▸ **Your goal**
The task calls for every line of the data to be repeated exactly.

▸ **Raw data**
PR #368, opened 2022-02-14
Optional shellcheck and chart lint

KevinMGranger:
I made a typo in #353, making a bad shebang in ./scripts/setup-pre-commit-hook.

Shellcheck would have caught this.

While trying to figure out how to make shellcheck optionally run, I realized the pattern would work for chart-lint as well, so I added that.

### DIFF
--- a/Makefile
+++ b/Makefile
@@ -27,6 +27,11 @@ ifeq ($(PYTHON_VER), False)
                            and <= $(PYTHON_VER_MAX))
 endif
 
+CHART_TEST=$(shell which ct)
+
+SHELLCHECK=$(shell which shellcheck)
+SHELL_SCRIPTS=./scripts/pre-commit ./scripts/setup-pre-commit-hook
+
 
 .PHONY: default
 default: \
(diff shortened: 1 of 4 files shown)


Makefile
```diff
@@ -93,18 +98,42 @@ isort-check: $(PELORUS_VENV)
...
+
 chart-lint: $(PELORUS_VENV)
 	. ${PELORUS_VENV}/bin/activate && \
 	./scripts/chart-lint
 
+ifneq (, $(CHART_TEST))
+chart-lint-optional: chart-lint
+else
+chart-lint-optional:
+	@echo "chart test (ct) not installed, skipping"
```
mpryc, line 123: should this be warn ?

KevinMGranger: Yes it should be!

mpryc (commented):
When I am invoking the $ make lint or $ make shellcheck goes into infinite loop.

Makefile
```diff
@@ -93,18 +98,42 @@ isort-check: $(PELORUS_VENV)
 
 # Linting
 
-.PHONY: lint pylava chart-lint
-lint: pylava # TODO: not using chart-lint until we can automate installing it or at least conditionally run it
+.PHONY: lint pylava chart-lint chart-lint-optional shellcheck shellcheck-optional
+lint: pylava shellcheck chart-lint-optional shellcheck-optional
```
mpryc, line 102: The issue with infinite loop is that "make lint" calls shellcheck which calls ./scripts/pre-commit that calls "make -k lint" back.

mpryc (approved):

▸ **Answer for this exercise**
PR #368, opened 2022-02-14
Optional shellcheck and chart lint

KevinMGranger:
I made a typo in #353, making a bad shebang in ./scripts/setup-pre-commit-hook.

Shellcheck would have caught this.

While trying to figure out how to make shellcheck optionally run, I realized the pattern would work for chart-lint as well, so I added that.

### DIFF
--- a/Makefile
+++ b/Makefile
@@ -27,6 +27,11 @@ ifeq ($(PYTHON_VER), False)
                            and <= $(PYTHON_VER_MAX))
 endif
 
+CHART_TEST=$(shell which ct)
+
+SHELLCHECK=$(shell which shellcheck)
+SHELL_SCRIPTS=./scripts/pre-commit ./scripts/setup-pre-commit-hook
+
 
 .PHONY: default
 default: \
(diff shortened: 1 of 4 files shown)


Makefile
```diff
@@ -93,18 +98,42 @@ isort-check: $(PELORUS_VENV)
...
+
 chart-lint: $(PELORUS_VENV)
 	. ${PELORUS_VENV}/bin/activate && \
 	./scripts/chart-lint
 
+ifneq (, $(CHART_TEST))
+chart-lint-optional: chart-lint
+else
+chart-lint-optional:
+	@echo "chart test (ct) not installed, skipping"
```
mpryc, line 123: should this be warn ?

KevinMGranger: Yes it should be!

mpryc (commented):
When I am invoking the $ make lint or $ make shellcheck goes into infinite loop.

Makefile
```diff
@@ -93,18 +98,42 @@ isort-check: $(PELORUS_VENV)
 
 # Linting
 
-.PHONY: lint pylava chart-lint
-lint: pylava # TODO: not using chart-lint until we can automate installing it or at least conditionally run it
+.PHONY: lint pylava chart-lint chart-lint-optional shellcheck shellcheck-optional
+lint: pylava shellcheck chart-lint-optional shellcheck-optional
```
mpryc, line 102: The issue with infinite loop is that "make lint" calls shellcheck which calls ./scripts/pre-commit that calls "make -k lint" back.

mpryc (approved):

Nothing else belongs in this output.